Filed at 8:23 p.m. ET
SAN JOSE, Calif. (Reuters) - Apple Computer Inc.(AAPL.O) on Monday previewed a new bundle of free programs focused on connecting users, including an instant messaging application called iChat that will work with America Online'sInternet communication program -- the world's biggest.
The iChat program and other features, which generally focus on improved communications, will debut late this summer with an upgrade of Apple's operating system.
Chief Executive Steve Jobs said that Apple's close cooperation with AOL, which has the biggest instant messaging service, set a milestone for cooperation. ``It is the first time that AOL let anybody in under the tent,'' Jobs said.
Apple has struggled to broaden its appeal beyond the hard core of approximately 5 percent of U.S. personal computer buyers who own Macintoshes, with its new operating system and free applications.
The iChat application will make it easier for users to send pictures to each other, and the program is closely integrated with the new address book, which is also part of the operating system update.
The computer maker, which was showing off new software at its annual developers conference, also introduced a new version of its QuickTime media player and e-mail software.
It also debuted a set of technologies called Rendezvous that tightens the bonds between computers on a home network or other local network by letting them find each other automatically and share files.
DIGITAL HUB
Two computers logging onto a Rendezvous-compatible home network would find each other and display each other's files. One user could play the second's music, without having to search for it, while the second could view the other's photographs.
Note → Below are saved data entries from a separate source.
PR #2172, opened 2024-06-06
Add keyboard navigation to table

msmithNI:
# Pull Request

## 🤨 Rationale

Resolves #1137 

## 👩‍💻 Implementation

See #2173 for the most up-to-date expected behavior of keyboard navigation that this PR implements. ([Direct link to updated HLD](https://github.com/ni/nimble/blob/96e1725fc7cc8b3fdf5f5197b090e8f95f86cd5f/packages/nimble-components/src/table/specs/table-keyboard-navigation-hld.md))

The `KeyboardNavigationManager` class does the bulk of the work:
- Tracks what is currently focused / should be focused (via properties `focusType`, and `row/column/cellContent/headerActionIndex`)
   - Note: If the user clicks in the table away from the current keyboard focus, the focus state would end up out-of-date. There's code in `handleFocus()` to handle this (see additional comments there)
- Listens for table keypresses to handle arrow key navigation, Tab/Shift-Tab, PgUp/PgDn/etc key presses
- If the user unfocuses and refocuses the table, re-focuses the appropriate elements in the table (`handleFocus()` again)
- Tab/Shift-Tab behavior should match the HLD / expectations for ARIA treegrid. (Basically, Tab/Shift-Tab go through the tabbable elements of the header row / current row, not including cells/column headers, until the end is reached, then the table blurs and elements before/after it will be focused with additional Tab presses.)

The overall approach of only setting `tabindex=0` on the single element in the table we want focused is called [roving tabindex](https://www.freecodecamp.org/news/html-roving-tabindex-attribute-explained-with-examples/).

To ensure that we control what elements in the table should get focused, this PR updates `tabindex` on many elements in the table:
- The table itself is `tabindex=0` to ensure that it can be focused via `Tab`
- Elements that are focusable by default such as buttons/anchors, are explicitly set to `tabindex=-1` to start with, until the keyboard navigation code wants to focus them (then they're set to `tabindex=0` just before being focused).

## 🧪 Testing

- Manual testing (mostly Chrome, some Firefox).
   - Earlier builds had some Safari testing, but we should explicitly re-test there before submission.
- Added autotests

Keyboard navigation can be used on any/all of the [existing table Storybook pages](https://60e89457a987cf003efc0a5b-gjoayfsquj.chromatic.com/?path=/story/components-table--table), once the table is focused.

## ✅ Checklist

- [x] I have updated the project documentation to reflect my changes or determined no changes are needed.
[...]

PR #2204, opened 2024-06-20
Menu button column

mollykreis:
# Pull Request

## 🤨 Rationale

Create menu-button table column.

## 👩‍💻 Implementation

Create `nimble-table-column-menu-button` that creates a menu button in a column and allows slotting a menu into the table to be used with the menu buttons that are created in the column.

This is the first column that hasn't allowed grouping, so I also made a few changes to facilitate not needing to specify a group header view on a column.

## 🧪 Testing

- Manually tested
- Created unit tests for the column
- Created storybook page for the column
- Created matrix tests for the column, including tests with the menu being open

## ✅ Checklist


packages/nimble-components/src/table-column/menu-button/cell-view/index.ts
```diff
@@ -0,0 +1,82 @@
...
+    public menuButton?: MenuButton;
+
+    /** @internal */
+    public valueSpan?: HTMLSpanElement;
+
+    /** @internal */
+    @observable
+    public hasOverflow = false;
+
+    // TODO: Override tabbableChildren getter
```
mollykreis, line 38: `tabbableChildren` will need to be implemented here once #2172 is merged.

packages/nimble-components/src/table-column/menu-button/cell-view/styles.ts
```diff
@@ -0,0 +1,23 @@
...
+        width: 100%;
+    }
+
+    .value-label {
+        margin-right: auto;
+        overflow-x: hidden;
+        text-overflow: ellipsis;
+        white-space: nowrap;
+        height: 100%;
+        align-content: center;
```
mollykreis, line 21: This `align-content: center` styling does not seem to be having any effect in chromatic, but I'm not sure why. The result is that the text is too close to the top of the menu button rather than being centered. The text alignment within the button looks correct on my machine in chromium, FF, and webkit. I'm open to suggestions of how to resolve the chromatic issue.

mollykreis:

packages/storybook/src/nimble/table-column/menu-button/table-column-menu-button-opened-matrix.stories.ts
```diff
@@ -0,0 +1,85 @@
+import type { StoryFn, Meta } from '@storybook/html';
+import { html } from '@microsoft/fast-element';
+import { waitForUpdatesAsync } from '@ni/nimble-components/src/testing/async-helpers';
+import { menuTag } from '@ni/nimble-components/src/menu';
+import { menuItemTag } from '@ni/nimble-components/src/menu-item';
+import { TablePageObject } from '@ni/nimble-components/src/table/testing/table.pageobject';
```
rajsite, line 6: We shouldn't be mixing import path formats, i.e. some directly to paths on disk and some via this format. Lets stick with direct import paths because we would not expect to ship typescript `src` from nimble directly via the package.

Also can you add this format to the block list (`@ni/nimble-components/*` and `@ni/spright-components/*`):

https://github.com/ni/nimble/blob/7450464c52f8dabfcac1f0fbc963a91dc23d4c4d/packages/storybook/.eslintrc.js#L52-L57

rajsite, line 6: We shouldn't be mixing import path formats, i.e. some directly to paths on disk and some via this format. Lets stick with direct import paths because we would not expect to ship typescript `src` from nimble directly via the package.

Also can you add this format to the block list (`@ni/nimble-components/*` and `@ni/spright-components/*`):

https://github.com/ni/nimble/blob/7450464c52f8dabfcac1f0fbc963a91dc23d4c4d/packages/storybook/.eslintrc.js#L52-L57

packages/nimble-components/src/table-column/base/cell-view/template.ts
```diff
@@ -28,6 +29,15 @@ export const createCellViewTemplate = (
...
             class="cell-view"
         >
+            ${repeat(
+        y => y.column?.columnInternals.slotNames || [],
+        html<string, TableCell>`
+                    <slot
+                        name="${(x, c) => uniquifySlotNameForColumn(c.parent.column!, x)}"
+                        slot="${x => x}"
+                    ></slot>
+                `
```
rajsite, line 39: CAn we do a prettier disable or something to improve the formatting here?

packages/nimble-components/src/table/template.ts
```diff
@@ -172,6 +175,12 @@ export const template = html<Table>`
                                             </slot>
                                         `)}
                                     `)}
+                                    ${repeat((x, c) => ((c.parent as Table).tableData[x.index]?.id ? (c.parent as Table).slotsByRecordId[(c.parent as Table).tableData[x.index]!.id] || [] : []), html<SlotMetadata>`
```
rajsite, line 178: this is pretty hard to understand, maybe a named method helper would be a bit clearer?

packages/nimble-components/src/table-column/base/models/column-internals.ts
```diff
@@ -105,13 +115,13 @@ export class ColumnInternals<
...
      */
-    public readonly groupHeaderViewTemplate: ViewTemplate<TableGroupRow>;
+    public readonly groupHeaderViewTemplate?: ViewTemplate<TableGroupRow>;
 
     /**
      * Whether or not this column can be used to group rows by
      */
     @observable
-    public groupingDisabled = false;
+    public groupingDisabled = true;
```
atmgrifter00, line 124: This seems significant to change the defaults of two properties. Is it not? If it is, what are the repercussions? I would presume this would have some amount of cascading implementation, but maybe not?

mollykreis: Given our mixin pattern, I think it makes sense to disable grouping & sorting by default and only enable those features on a column if the column wants them enabled. The `mixinGroupableColumnAPI` has `groupingDisabled` and `mixinSortableColumnAPI` has `sortingDisabled`, both of which are initialized to `false`, which in turn sets these `ColumnInternals` properties to `false`. Therefore, I don't expect this change to have an impact on existing columns using grouping or sorting; it would just make a column not using those mixins (such as the menu-button column) have those features disabled by default.

packages/nimble-components/src/table/template.ts
mollykreis: I found a few ways to simplify this statement significantly, but I haven't figured out how to make this a named method helper without losing the observability of things.

mollykreis: I talked with @atmgrifter00, and he helped me find a better way to manage this state. It's now part of the `tableData` array, so that simplified things greatly.

packages/nimble-components/src/table-column/base/models/column-internals.ts
```diff
@@ -31,13 +31,18 @@ export interface ColumnInternalsOptions<
...
 
     /**
      * The names of events that should be delegated from the cell view to the column.
      */
     readonly delegatedEvents: readonly string[];
 
+    /**
+     * The names of slots that need to be forwarded into a cell.
+     */
+    readonly slotNames?: readonly string[];
```
rajsite, line 44: since this gets initialized in the constructor and is concretely always an array I think we can leave off the optional check

```suggestion
    readonly slotNames: readonly string[];
```

mollykreis: This is the property on `ColumnInternalsOptions`, not `ColumnInternals`, so it doesn't get initialized in the constructor. Making it optional means that columns that don't care about slots don't need to explicitly set it to be an empty array.

rajsite: oops, my bad, makes sense

atmgrifter00 (approved):

packages/storybook/src/nimble/table-column/menu-button/table-column-menu-button.stories.ts
```diff
@@ -0,0 +1,187 @@
...
+            name: 'field-name',
+            description:
+                "Set this attribute to identify which field in the data record contains the visible text value for each cell's menu button in the column. The field values must be of type `string`.",
+            control: false,
+            table: { category: apiCategory.attributes }
+        },
+        menuSlot: {
+            name: 'menu-slot',
+            description:
+                "The name of the slot within the `nimble-table` instance where the menu associated with the column's menu button will be provided",
```
jattasNI, line 130:
```suggestion
                "The name of the slot within the `nimble-table` instance where the menu associated with the column's menu button will be provided",
```
```suggestion
                "The name of the slot within the `nimble-table` instance where the menu associated with the column's menu button will be provided.",
```

packages/storybook/src/nimble/table-column/menu-button/table-column-menu-button.stories.ts
```diff
@@ -0,0 +1,187 @@
...
+            table: {
+                disable: true
+            }
+        },
+        menuRef: {
+            table: {
+                disable: true
+            }
+        },
+        headerContent: {
```
jattasNI, line 144: We don't typically document the default slot for header content on other column types since it's covered by the Table Column Configuration story. Is there any reason to diverge from that pattern for this column?

packages/storybook/src/nimble/table-column/menu-button/table-column-menu-button.stories.ts
```diff
@@ -0,0 +1,187 @@
...
+        storyArgs: MenuButtonColumnTableArgs,
+        e: CustomEvent<MenuButtonColumnToggleEventDetail>
+    ) => void;
+    menuRef: Menu;
+    headerContent: string;
+    toggleEvent: never;
+    beforeToggleEvent: never;
+}
+
+export const menuButtonColumn: StoryObj<MenuButtonColumnTableArgs> = {
```
jattasNI, line 92: It feels weird to me to open the menu button and select a new value but not have the displayed value update. I suspect that most of our client use cases will want to update the display. If that's true, I propose that:
1. we update this code to call `setData` in response to an item being selected
2. we add documentation saying that clients are responsible for doing this. I think that doc would fit either as a short sentence in the overview section or as a longer section under a `## Usage` heading.

packages/nimble-components/src/table-column/menu-button/cell-view/styles.ts
```diff
@@ -0,0 +1,23 @@
+import { css } from '@microsoft/fast-element';
+import { controlSlimHeight } from '../../../theme-provider/design-tokens';
+
+export const styles = css`
```
jattasNI, line 4: I was expecting the menu to be the same width as the column. I'm not sure why; maybe because I'm thinking of it like a select? And that would probably not be desirable in all cases, for example if the column is narrow then we wouldn't want the menu to be so narrow that its content is clipped.

I'm curious if we thought about this in the visual design or if we're just getting the default behavior. Assuming it's easy to control the menu width, could you check with Fred/Brandon/the team on what the desired behavior is?

image

packages/storybook/src/nimble/table-column/menu-button/table-column-menu-button.stories.ts
```diff
@@ -0,0 +1,187 @@
...
+    sharedTableActions,
+    sharedTableArgTypes,
+    sharedTableArgs
+} from '../base/table-column-stories-utils';
+import {
+    apiCategory,
+    createUserSelectedThemeStory
+} from '../../../utilities/storybook';
+
+const simpleData = [
```
jattasNI, line 21: What do you think about a couple changes to make it easier to experiment with interaction corner cases?
1. add more data so we can see what happens if an open menu is scrolled out of view
2. add an action menu so we can play with keyboard navigation and multiple popups
3. enable selection so we can see how it renders when the row is selected

I'm on the fence; these would more be for me as a tester and might complicate the user-facing documentation / code sample. Maybe I should just pull your branch and try those things myself, but I'm curious if you think others would find them useful.

packages/nimble-components/src/table-column/menu-button/cell-view/styles.ts
```diff
@@ -0,0 +1,23 @@
+import { css } from '@microsoft/fast-element';
```
jattasNI, line 1: What is the state of the visual design right now? Assuming it's not final, do we have an item on Brandon's backlog to provide one? If we think it might be a little while then I guess we could put the docs in the Incubating section initially but I don't feel strongly that's necessary.

Personally I find the bold text seems to overemphasize the column relative to the others.

jattasNI (commented):
Just initial storybook and interaction review

packages/storybook/src/nimble/table-column/menu-button/table-column-menu-button.stories.ts
mollykreis: I didn't realize that it was an established pattern. It just seemed to me that it had been left off by accident on all the columns. I don't mind removing it from here if we think the behavior is documented sufficiently in a different story that applies to all columns.

packages/nimble-components/src/table-column/menu-button/cell-view/styles.ts
mollykreis: This is the default behavior of the menu button itself. I can discuss with Fred and Brandon to see if we're happy with this behavior (both in the column & the stand-alone button).

packages/nimble-components/src/table-column/menu-button/cell-view/styles.ts
mollykreis: Great question. Last I heard, the visual design was in work. However, that was a few weeks ago. I need to follow up with Fred and Brandon.

packages/storybook/src/nimble/table-column/menu-button/table-column-menu-button.stories.ts
mollykreis: 1. I've added a lot more data to the table (thanks Copilot for generating it all for me 😄)
2. I don't mind adding an action menu, but I wasn't sure how helpful that would be generally for a documentation point of view
3. Similar to the action menu. I don't mind adding selection to the table. I was just trying to be consistent with our other column type stories that don't do anything with selection.

packages/storybook/src/nimble/table-column/menu-button/table-column-menu-button.stories.ts
mollykreis: I've added a `## Usage` heading that mentions that the client needs to handle the `menu-button-column-beforetoggle` event by updating the menu items and handle events on the menu to update the data.

packages/storybook/src/nimble/table-column/menu-button/table-column-menu-button.stories.ts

Normally such a connection must be established manually -- and slowly.
Apple hopes to persuade other technology companies to adopt Rendezvous so that all sorts of devices would learn to find each other on networks.
Aiming to make the Mac the ``hub of a digital lifestyle'' that can manage digital music, video and photos, the company has rolled out a slew of free applications, such as iTunes jukebox and iPhoto digital photo software that run on OS X.
Jobs, known for his skills as a corporate showman, ceremonially laid the previous version of Apple's operating system, OS 9, to rest in a casket that rose up out of the stage as billows of smoke emerged, prompting hoots of laughter from the audience of programmers.
The next series of free programs from Apple will only work with the new version of OS X, code-named Jaguar.
``It helps customers to move up to the latest and greatest operating system,'' Philip Schiller, Apple's worldwide product manager, said in an interview at the conference.
Apple also showed off a new Address book and said it would launch a powerful new server, in an industrial rack-mounting configuration, on May 14.